Kenya is the world’s largest exporter of black CTC (cut, tear, curl) tea but produces relatively little of the more expensive and difficult-to-process orthodox whole and broken leaf teas favored by Russia and the Commonwealth of Independent States (CIS), collectively the world’s largest tea importers.
Last week, the chairman of the Kenya Tea Development Agency announced a US$963,000 (Sh100 million) investment in equipment to produce orthodox tea for export to Iran and Russia and the CIS. Kenya tea exports generated a record $1.2 billion (Sh125.25 billion) in 2015 but fell last year. The government projects exports will earn $1.28 billion (Sh133 billion) in 2017 on lower volume due to higher prices for improved quality tea.
“We have ordered the machines and by the end of this year, we are supposed to start manufacturing. We want to ensure that one-third of the tea produced around the country will be orthodox tea,” KTDA chairman Peter Kanyago told farmers at a gathering covered by The Star.
Iran tips the balance
Kenya sees an opportunity to expand its capacity to produce orthodox tea to meet Iran’s pent-up demand.

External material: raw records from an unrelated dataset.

PR #1776, opened 2023-11-28
1. Created the classes Truck, Bulldozer, Excavator, which are inherit…

CriticEnergy:
…ed from Machine. 2. Created a Machine class containing the public abstract void doWork() and public abstract void stopWork() methods. 3. In these classes, the doWork() function is overridden so that it prints a message that a particular machine has started its work. 4. Redefined stopWork(). It displays messages indicating that a specific machine has stopped working. 5. In the MainApp class, I created a Machine array with Truck, Bulldozer and Excavator and called the doWork() and stopWork() methods in a loop.

### DIFF
--- a/src/main/java/core/basesyntax/Machine.java
+++ b/src/main/java/core/basesyntax/Machine.java
@@ -1,0 +1,8 @@
+package core.basesyntax;
+
+public abstract class Machine {
+    public abstract void doWork();
+
+    public abstract void stopWork();
+}
+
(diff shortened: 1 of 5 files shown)


src/main/java/core/basesyntax/Machine.java
```diff
@@ -0,0 +1,8 @@
+package core.basesyntax;
+
+public abstract class Machine {
+    public abstract void doWork();
+
+    public abstract void stopWork();
+}
+
```
okuzan, line 8:
```suggestion
```

okuzan (approved):

PR #1788, opened 2023-12-05
Created an abstract class Machine, its implementations Truck, Excavator, and Bulldozer, modified the MainApp class, where created an array of machines in a loop calling their methods

ValentynSharshon:


src/main/java/core/basesyntax/Bulldozer.java
```diff
@@ -0,0 +1,16 @@
+package core.basesyntax;
+
+import static java.lang.System.out;
+
+public class Bulldozer extends Machine {
+
+    @Override
+    public void doWork() {
+        out.println(this.getClass().getSimpleName() + " started working...");
```
karma-o, line 9: :+1:

karma-o (approved):
Nice!

PR #1795, opened 2023-12-09
solvedTask

shumYevh:


src/main/java/core/basesyntax/Truck.java
```diff
@@ -0,0 +1,14 @@
+package core.basesyntax;
+
+public class Truck extends Machine {
+
```
okuzan, line 4:
```suggestion
```
mate doesn't request an empty line after a class declaration

okuzan (approved):
Good job!

src/main/java/core/basesyntax/Truck.java
shumYevh: ok

PR #1808, opened 2023-12-15
Added machine classes: Truck, Bulldozer, Excavator, inherited from th…

Bohadan-Markatov:
…e abstract class Machine. Implemented doWork() and stopWork() methods in each class. In MainApp, created an array of Machine objects (Truck, Bulldozer, Excavator) and called doWork() and stopWork() methods for each object in a loop.Ð


karma-o (approved):
GJ! :+1:

PR #1810, opened 2023-12-19
OOP Basic - 1st pull request

Alislamor:
Task is ready for reviev


src/main/java/core/basesyntax/Excavator.java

The imposition of United Nations sanctions against Iran a decade ago effectively eliminated trade with traditional suppliers such as Kenya. Iran has a huge thirst for tea. The country produces small quantities of tea (5%) for its domestic market, importing 95% of its tea. An estimated 55% of all the tea consumed there is smuggled.
India retains the upper hand in delivering CTC, but most Iranians prefer loose leaf. India defied the UN ban and continued to trade tea, establishing a closed rupee-based banking system that shut out competitors. As a result, India, Sri Lanka, and China now provide 90% of the legally imported tea consumed in Iran. Iran favored the workaround because it discouraged smuggling, but it also discouraged multinational tea companies from participating and it rarely involved high-value orthodox tea.
While Kenya ships tea to Russia, it is virtually all CTC, which competes with CTC from India and Sri Lanka, both global producers that economically export large quantities of tea to Russia and the CIS and Pakistan. In general, Kenya’s CTC sells for much less than its competitors.
Right now, Kenya is experiencing a serious drought that has curbed tea production by 30%. Dry weather drove tea prices higher by 10% to $2.85 per kilo last week, compared to the same period last year. Production is projected to decline by 12% in 2017. Earnings declined to $1.15 billion (Sh120 billion) in 2016, according to the Agriculture and Food Authority (AFA).